_Your goal_
Could you copy every line of the data that contains the word "required"?

_Supplied material_
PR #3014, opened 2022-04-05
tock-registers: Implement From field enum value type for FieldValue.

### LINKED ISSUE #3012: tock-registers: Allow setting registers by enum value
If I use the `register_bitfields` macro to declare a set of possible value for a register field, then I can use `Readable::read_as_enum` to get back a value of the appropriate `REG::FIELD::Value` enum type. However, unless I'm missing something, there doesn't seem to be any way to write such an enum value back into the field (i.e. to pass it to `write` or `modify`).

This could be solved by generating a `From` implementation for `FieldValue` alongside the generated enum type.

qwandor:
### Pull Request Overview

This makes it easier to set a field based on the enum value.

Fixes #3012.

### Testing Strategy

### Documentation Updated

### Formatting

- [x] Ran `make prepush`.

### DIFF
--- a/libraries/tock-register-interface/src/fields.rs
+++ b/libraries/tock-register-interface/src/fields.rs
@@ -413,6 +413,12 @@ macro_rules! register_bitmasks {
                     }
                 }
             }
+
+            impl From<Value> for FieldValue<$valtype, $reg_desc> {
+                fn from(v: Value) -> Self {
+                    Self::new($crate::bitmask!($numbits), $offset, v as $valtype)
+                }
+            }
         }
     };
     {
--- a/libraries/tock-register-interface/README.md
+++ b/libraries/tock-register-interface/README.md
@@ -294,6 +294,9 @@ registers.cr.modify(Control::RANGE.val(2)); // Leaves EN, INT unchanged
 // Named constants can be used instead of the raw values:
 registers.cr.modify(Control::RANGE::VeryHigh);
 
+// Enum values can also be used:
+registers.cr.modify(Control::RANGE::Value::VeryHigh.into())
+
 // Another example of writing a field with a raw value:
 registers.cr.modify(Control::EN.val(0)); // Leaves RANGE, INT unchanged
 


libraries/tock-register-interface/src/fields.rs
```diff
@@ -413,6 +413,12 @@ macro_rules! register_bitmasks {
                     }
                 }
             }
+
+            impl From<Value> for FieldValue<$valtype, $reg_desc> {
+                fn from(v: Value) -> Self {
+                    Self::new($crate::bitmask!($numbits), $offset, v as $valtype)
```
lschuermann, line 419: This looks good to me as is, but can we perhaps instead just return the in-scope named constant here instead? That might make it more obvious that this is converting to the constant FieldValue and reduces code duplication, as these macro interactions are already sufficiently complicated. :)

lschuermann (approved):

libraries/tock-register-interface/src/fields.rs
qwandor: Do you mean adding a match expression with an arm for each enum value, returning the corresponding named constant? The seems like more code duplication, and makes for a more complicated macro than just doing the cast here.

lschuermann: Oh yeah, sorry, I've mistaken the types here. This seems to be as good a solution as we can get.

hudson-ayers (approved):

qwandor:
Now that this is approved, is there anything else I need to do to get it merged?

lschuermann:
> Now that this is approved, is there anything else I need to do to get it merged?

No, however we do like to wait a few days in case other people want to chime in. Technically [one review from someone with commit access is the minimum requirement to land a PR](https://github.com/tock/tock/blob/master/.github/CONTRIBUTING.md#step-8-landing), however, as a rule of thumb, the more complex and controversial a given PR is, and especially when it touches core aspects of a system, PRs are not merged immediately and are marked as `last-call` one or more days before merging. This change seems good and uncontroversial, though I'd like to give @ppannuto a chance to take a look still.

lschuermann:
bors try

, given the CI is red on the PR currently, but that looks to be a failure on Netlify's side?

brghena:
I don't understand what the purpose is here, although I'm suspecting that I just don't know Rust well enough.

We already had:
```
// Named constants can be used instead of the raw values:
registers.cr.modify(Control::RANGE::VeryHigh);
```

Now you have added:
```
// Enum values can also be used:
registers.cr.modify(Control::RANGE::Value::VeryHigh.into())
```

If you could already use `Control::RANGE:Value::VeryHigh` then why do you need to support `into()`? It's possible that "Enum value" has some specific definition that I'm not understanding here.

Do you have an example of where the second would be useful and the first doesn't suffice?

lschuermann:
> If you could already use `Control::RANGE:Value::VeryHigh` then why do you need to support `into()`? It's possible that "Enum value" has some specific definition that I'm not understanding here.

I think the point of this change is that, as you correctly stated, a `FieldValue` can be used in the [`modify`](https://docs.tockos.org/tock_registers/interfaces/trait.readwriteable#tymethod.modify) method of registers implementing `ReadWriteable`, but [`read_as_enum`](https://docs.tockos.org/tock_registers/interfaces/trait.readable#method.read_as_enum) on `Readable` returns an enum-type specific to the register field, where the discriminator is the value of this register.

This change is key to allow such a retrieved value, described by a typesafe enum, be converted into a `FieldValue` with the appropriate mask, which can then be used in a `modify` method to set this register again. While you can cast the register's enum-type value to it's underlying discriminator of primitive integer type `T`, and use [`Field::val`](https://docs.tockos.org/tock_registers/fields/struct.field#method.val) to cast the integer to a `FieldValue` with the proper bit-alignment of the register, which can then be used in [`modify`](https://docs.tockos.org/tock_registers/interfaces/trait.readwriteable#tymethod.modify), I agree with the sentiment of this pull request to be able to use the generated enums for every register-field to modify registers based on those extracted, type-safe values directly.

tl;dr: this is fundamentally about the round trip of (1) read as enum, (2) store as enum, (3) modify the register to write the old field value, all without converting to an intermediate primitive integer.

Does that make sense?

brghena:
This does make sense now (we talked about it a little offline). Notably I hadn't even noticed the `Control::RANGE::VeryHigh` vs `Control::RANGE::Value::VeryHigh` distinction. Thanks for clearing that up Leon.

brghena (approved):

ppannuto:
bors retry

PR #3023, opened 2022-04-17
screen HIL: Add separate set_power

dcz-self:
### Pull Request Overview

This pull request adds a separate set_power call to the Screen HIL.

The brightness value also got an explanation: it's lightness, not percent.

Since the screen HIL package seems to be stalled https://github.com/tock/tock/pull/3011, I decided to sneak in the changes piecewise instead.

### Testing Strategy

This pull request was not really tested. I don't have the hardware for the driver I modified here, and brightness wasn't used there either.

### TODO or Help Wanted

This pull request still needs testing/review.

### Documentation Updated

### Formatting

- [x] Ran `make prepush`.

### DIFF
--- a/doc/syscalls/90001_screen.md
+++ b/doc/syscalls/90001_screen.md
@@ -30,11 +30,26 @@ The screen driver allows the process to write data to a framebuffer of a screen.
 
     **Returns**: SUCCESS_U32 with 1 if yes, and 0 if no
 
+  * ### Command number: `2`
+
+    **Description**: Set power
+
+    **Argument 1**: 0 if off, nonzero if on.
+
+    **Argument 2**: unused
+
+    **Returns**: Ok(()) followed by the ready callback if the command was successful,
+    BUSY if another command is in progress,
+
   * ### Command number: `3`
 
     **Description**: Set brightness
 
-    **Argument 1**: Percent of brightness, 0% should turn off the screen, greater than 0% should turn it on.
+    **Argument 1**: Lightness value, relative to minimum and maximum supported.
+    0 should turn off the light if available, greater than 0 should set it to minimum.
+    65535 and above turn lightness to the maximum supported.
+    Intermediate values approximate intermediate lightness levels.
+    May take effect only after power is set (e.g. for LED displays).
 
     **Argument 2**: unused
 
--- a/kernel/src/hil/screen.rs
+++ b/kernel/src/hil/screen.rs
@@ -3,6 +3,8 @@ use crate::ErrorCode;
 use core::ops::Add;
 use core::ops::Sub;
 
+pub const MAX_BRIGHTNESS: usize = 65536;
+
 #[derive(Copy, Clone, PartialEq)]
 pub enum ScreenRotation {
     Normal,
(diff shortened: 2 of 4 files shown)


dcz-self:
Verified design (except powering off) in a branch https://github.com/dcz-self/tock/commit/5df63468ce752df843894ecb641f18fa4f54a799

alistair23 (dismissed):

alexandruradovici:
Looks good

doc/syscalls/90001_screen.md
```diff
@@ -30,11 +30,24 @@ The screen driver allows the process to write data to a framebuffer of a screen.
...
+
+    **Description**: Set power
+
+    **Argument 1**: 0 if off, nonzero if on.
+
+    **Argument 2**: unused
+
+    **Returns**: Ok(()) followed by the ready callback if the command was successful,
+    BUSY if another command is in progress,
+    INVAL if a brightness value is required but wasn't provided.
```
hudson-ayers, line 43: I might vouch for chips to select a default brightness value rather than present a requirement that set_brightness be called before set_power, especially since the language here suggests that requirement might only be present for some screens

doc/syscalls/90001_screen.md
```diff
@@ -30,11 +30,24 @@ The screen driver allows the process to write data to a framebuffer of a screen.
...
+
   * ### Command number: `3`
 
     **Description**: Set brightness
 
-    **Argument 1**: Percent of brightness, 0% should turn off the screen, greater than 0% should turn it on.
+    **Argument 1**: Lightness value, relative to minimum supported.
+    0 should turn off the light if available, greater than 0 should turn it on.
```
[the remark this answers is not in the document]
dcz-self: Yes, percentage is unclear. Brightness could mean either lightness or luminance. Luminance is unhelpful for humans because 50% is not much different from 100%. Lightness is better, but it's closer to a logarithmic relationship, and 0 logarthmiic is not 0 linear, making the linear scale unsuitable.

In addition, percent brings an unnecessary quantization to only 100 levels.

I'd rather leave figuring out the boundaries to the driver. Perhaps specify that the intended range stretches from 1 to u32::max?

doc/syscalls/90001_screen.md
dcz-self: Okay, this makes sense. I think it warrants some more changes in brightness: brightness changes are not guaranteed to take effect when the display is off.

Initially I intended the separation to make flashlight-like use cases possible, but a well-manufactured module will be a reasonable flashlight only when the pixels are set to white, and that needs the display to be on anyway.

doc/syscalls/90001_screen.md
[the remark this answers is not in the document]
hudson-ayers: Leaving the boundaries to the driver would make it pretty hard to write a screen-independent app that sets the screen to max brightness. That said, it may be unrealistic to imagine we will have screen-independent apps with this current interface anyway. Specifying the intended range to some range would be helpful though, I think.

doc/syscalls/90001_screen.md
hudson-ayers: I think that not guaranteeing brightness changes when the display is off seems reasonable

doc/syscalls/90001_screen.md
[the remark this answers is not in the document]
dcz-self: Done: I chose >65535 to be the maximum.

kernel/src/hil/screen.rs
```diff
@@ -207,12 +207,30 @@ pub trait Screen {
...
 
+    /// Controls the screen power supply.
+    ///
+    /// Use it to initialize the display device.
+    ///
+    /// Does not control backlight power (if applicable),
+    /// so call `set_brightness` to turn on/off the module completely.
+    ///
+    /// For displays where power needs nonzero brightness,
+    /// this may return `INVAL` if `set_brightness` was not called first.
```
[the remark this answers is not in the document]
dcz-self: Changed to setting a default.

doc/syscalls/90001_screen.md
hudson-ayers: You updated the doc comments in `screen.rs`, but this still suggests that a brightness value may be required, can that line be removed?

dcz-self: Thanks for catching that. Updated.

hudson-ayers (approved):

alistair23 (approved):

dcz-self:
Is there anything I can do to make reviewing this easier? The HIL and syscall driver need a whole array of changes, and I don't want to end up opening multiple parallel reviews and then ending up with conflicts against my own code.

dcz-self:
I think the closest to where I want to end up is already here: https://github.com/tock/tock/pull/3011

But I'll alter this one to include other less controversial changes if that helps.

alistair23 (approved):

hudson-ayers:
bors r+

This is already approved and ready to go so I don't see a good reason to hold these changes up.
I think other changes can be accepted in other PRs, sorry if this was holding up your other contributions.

_Answer area_
+    INVAL if a brightness value is required but wasn't provided.
hudson-ayers: You updated the doc comments in `screen.rs`, but this still suggests that a brightness value may be required, can that line be removed?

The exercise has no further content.